Features and Model Selection

7 days

5%

14 September 2022

Interpretation- The baseline and an in-depth levels analysis of the data, presenting trend analysis and demographic analysis. Other interpretations such as which features best explain model performance, what are the data &/or model limitations, etc.

3 days

10%

19 September 2022

Provide a draft report (in English) with both numerical and qualitative analysis of the data accompanied with graphs and visuals that captures the key findings from the data.

6 days

25%

30 September 2022

Provide a revised report based on inputs by UN Women

2 days

10 %

4 October 2022

Create a presentation that summarizes the key findings targeting the global and national audience.

 

1 day

40%

6 October 2022

Competencies

Core Values:

  • Respect for Diversity
  • Integrity
  • Professionalism

Core Competencies:

  • Awareness and Sensitivity Regarding Gender Issues
  • Accountability
  • Creative Problem Solving
  • Effective Communication
  • Inclusive Collaboration
  • Stakeholder Engagement
  • Leading by Example

Please visit this link for more information on UN Women’s Core Values and Competencies:  https://www.unwomen.org/sites/default/files/Headquarters/Attachments/Sections/About%20Us/Employment/UN-Women-values-and-competencies-framework-en.pdf

Functional Competencies

  • Proof record of experience in Arabic Natural Language Processing, Text mining or other related relevant experience;
  • Strong understanding of and commitment to gender equality and women's empowerment and its policy implications;
  • Excellent written communication skills in English and Arabic, including editing;
  • Ability to consolidate information from multiple sources;
  • Ability to prepare strategic information for decision makers;
  • Ability to work independently as well as good team player;
  • Excellent time management and ability to produce outputs as per agreed deadlines;
  • Demonstrate knowledge of the Libyan context and the Libyan dialect is preferable.
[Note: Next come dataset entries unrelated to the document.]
Issue #358, opened 2022-04-01
Show warning when part-time plan reaches out to full-time only developer


joemasilotti:
Businesses that have signed up for the $99/month part-time plan are not allowed to hire full-time developers.

When reaching out to a developer, if the business is on the part-time plan and the developer is not looking for part-time contract roles...

- [ ] Show a warning/info message and disable the form on the cold message page and conversation page 
- [ ] Enforce logic in `MessagingPolicy`

joemasilotti:
All yours!

GALTdea:
got the logic working from the cold_messages_controller but I can't get it to work on the MessagingPolicy. going over the pundit docs to see how to access the developer record since the record variable it's an empty message object. not experienced on pundit.

joemasilotti:
Exciting! Take a look at the other policy classes - there should be an example that shows what you need to get close.

joemasilotti:
Closed via #380.

PR #369, opened 2022-04-09
added logic to messaging_policy with business privileges and added f… #358

GALTdea:
I have a couple of questions regarding your specs: 
1) Show a warning/info message and disable the form on the cold message page and conversation page
- Do you want the part-time business account user to have access to the message view? or can the be redirected upon clicking the "Hire Me" link on the developer show page?  

…ull_time method to user.rb

### Pull request checklist

- [ ] You have added significant changes and product updates to the [changelog](CHANGELOG.md)


GALTdea:
I don't think i was supposed to open a new (draft) PR. IN any case, I just wanted to open up a draft because I had  questions regarding your specs. "Show a warning/info message and disable the form on the cold message page and conversation page"
Do you want the part-time business account user to have access to have access to the message(s) pages? or can they be redirected upon clicking the "Hire Me" link on the developer show page?

joemasilotti:
> Do you want the part-time business account user to have access to have access to the message(s) pages? or can they be redirected upon clicking the "Hire Me" link on the developer show page?

The part-time business should have access to the cold message view but the form should be disabled with the warning message being shown. The `Messaging` policy should also enforce _creating_ a message for that business to that developer in case someone gets clever and POSTs directly to the endpoint bypassing the form.

GALTdea:
Ok, I should be getting closer but I'd like for you to take a look at my approach to disabling the form. basically i created a variable '@disabled' in the controller to keeps track on its given Policy.   Currently trying to figure out how not to redirect from the new view and and show the warning message instead when businesses are denied. 
looks like pundit recognizes it from the en.yml if i use the policy/method name as a key? i'll give it a try in the morning. That would solve for redirect to since I would not use the new? method.

joemasilotti:
I took a pass at reworking some of your code with a new approach. I'm trying a new policy, `SubscriptionPolicy`, that isn't called via `authorize`. Instead, the method is called directly. Yes, it kind of defeats the purpose of Pundit but it does keep all the policy-like code in the same directory.

I'm doing this so we don't raise the Pundit exception but set an instance variable to true/false. Alternatively, we could raise and display the message in an alert back on the developer page. But it might be hard to tap into the message output because we would need HTML.

Anyway, here's what's left to get this deployed:

- [ ] Add test for when @messageable is false in ColdMessagesTest.
- [ ] Add test for when @messageable is false in MessagesTest.
- [ ] Add tests for SubscriptionPolicy.
- [ ] Authorize SubscriptionPolicy in MessagesController#create.

joemasilotti:
Making progress here, only two things left I think:

- [ ] Show error alert in place of form on `Conversations#show`
- [ ] Ensure updating a plan via Stripe Billing Portal is reflected in database

GALTdea:
The new messaging_policy makes a lot more sense than my method on messaging_policy.  I am glad you added the messaging. I spent a couple days trying to figure how to enforce the messaging from the policy, pundit's not very flexible with customizing exceptions

joemasilotti:
OK, I think this is good to go! Everything is working as I expect it to and all the tests are green. I'm going to give the code another review tomorrow (or later this week) and merge it in.

joemasilotti:
Thanks for kicking this off, @GALTdea!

Required Skills and Experience

Education:

  • An academic degree in Natural Language Processing, Text mining, or other related relevant academic degree.

Experience:

  • At least 5 years professional experience producing Natural Language Processing and using Twitter and FB APIs.
  • Experience and understanding of Arabic language bias, gender-based violence, and online violence against women on social platforms (especially FB and Twitter).
  • Demonstrated experience in producing reports relating to big data analysis and Gender Based Violence is an asset

Language Requirements:

  • Fluency Arabic and English is required;
  • Knowledge of Libyan dialect is a strong asset.

Application:

All applications must include (as an attachment) the completed UN Women Personal History form (P-11) which can be downloaded from http://www.unwomen.org/about-us/employment.
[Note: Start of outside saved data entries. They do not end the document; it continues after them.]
PR #320, opened 2022-03-12
Draft: mark all notifications as read

gathuku:
### Pull request checklist

- [x] Your code contains tests relevant for code you modified
- [ ] You have linted and tested the project with `bin/check`

closes #316 

UI
Screen Shot 2022-03-12 at 12 18 50 PM

PR #374, opened 2022-04-12
Fix OpenStartup::ReportingTest (Timezone issue)

padi:
Likely fixes the same testing issue described in [#320](https://github.com/joemasilotti/railsdevs.com/pull/320#issuecomment-1065902204)

#to_time, by default, uses the `:local` time (varies per machine),
has timezone data. `#to_i` offsets this when converting to integer… 
but the timezone information at this point is lost!
	
`OpenStartup::Reporting#create_or_update_transaction`
doesn't convert it back to the correct timezone	

Result: if you’re living on the right side of UTC (starting from UTC+1),
some transactions appear on january reports instead of february

Solution: remove test dependency to any dev machine's
`:local` time and `use to_time(:utc)` instead

### DIFF
--- a/test/models/open_startup/reporting_test.rb
+++ b/test/models/open_startup/reporting_test.rb
@@ -117,11 +117,11 @@ class OpenStartup::ReportingTest < ActiveSupport::TestCase
   end
 
   def january
-    (today - 1.day).to_time.to_i
+    (today - 1.day).to_time(:utc).to_i
   end
 
   def february
-    today.to_time.to_i
+    today.to_time(:utc).to_i
   end
 
   def today


padi:
If you're on the western side of UTC,
you can simulate this behavior
by changing your `TZ` env variable i.e.

```ruby
# in reporting_test.rb
setup do
  ENV["TZ"] = "Etc/UTC-1"`
end

teardown do
  ENV["TZ"] = nil
end
```

or in `bin/rails c`

```ruby
[2] pry(main)> def today
  Date.new(2022, 2, 1)
end
=> :today
[4] pry(main)> ENV["TZ"] = "Etc/UTC-1"
=> "Etc/UTC-1"
[5] pry(main)> today.to_time(:local)
=> 2022-02-01 00:00:00 +0100
[6] pry(main)> today.to_time(:utc)
=> 2022-02-01 00:00:00 UTC
[7] pry(main)> today.to_time(:local) - today.to_time(:utc)
=> -3600.0 # local is offset by 1 hour compared to utc
```

joemasilotti:
Love it! Thanks for diving in and providing a fix.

Kindly note that the system will only allow one attachment. Applications without the completed UN Women P-11 form will be treated as incomplete and will not be considered for further assessment.

At UN Women, we are committed to creating a diverse and inclusive environment of mutual respect. UN Women recruits, employs, trains, compensates, and promotes regardless of race, religion, color, sex, gender identity, sexual orientation, age, ability, national origin, or any other basis covered by ap-propriate law. All employment is decided on the basis of qualifications, competence, integrity and or-ganizational need.
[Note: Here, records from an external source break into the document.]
Issue #313, opened 2022-03-08
Clean up ignored i18n keys 


joemasilotti:
Currently, the i18n-tasks configuration, `config/i18n-tasks.yml:112`, is ignoring a bunch of keys. These keys are dynamic, so the `health` command can't pick up on them. Instead, we should be marking the dynamic keys as such where they are used.

https://github.com/glebm/i18n-tasks#dynamic-keys

A PR addressing this issue should:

If you need any reasonable accommodation to support your participation in the recruitment and selec-tion process, please include this information in your application.

UN Women has a zero-tolerance policy on conduct that is incompatible with the aims and objectives of the United Nations and UN Women, including sexual exploitation and abuse, sexual harassment, abuse of authority and discrimination.All selected candidates will be expected to adhere to UN Wom-en’s policies and procedures and the standards of conduct expected of UN Women personnel and will therefore undergo rigorous reference and background checks. (Background checks will include the veri-fication of academic credential(s) and employment history. Selected candidates may be required to provide additional information to conduct a background check.)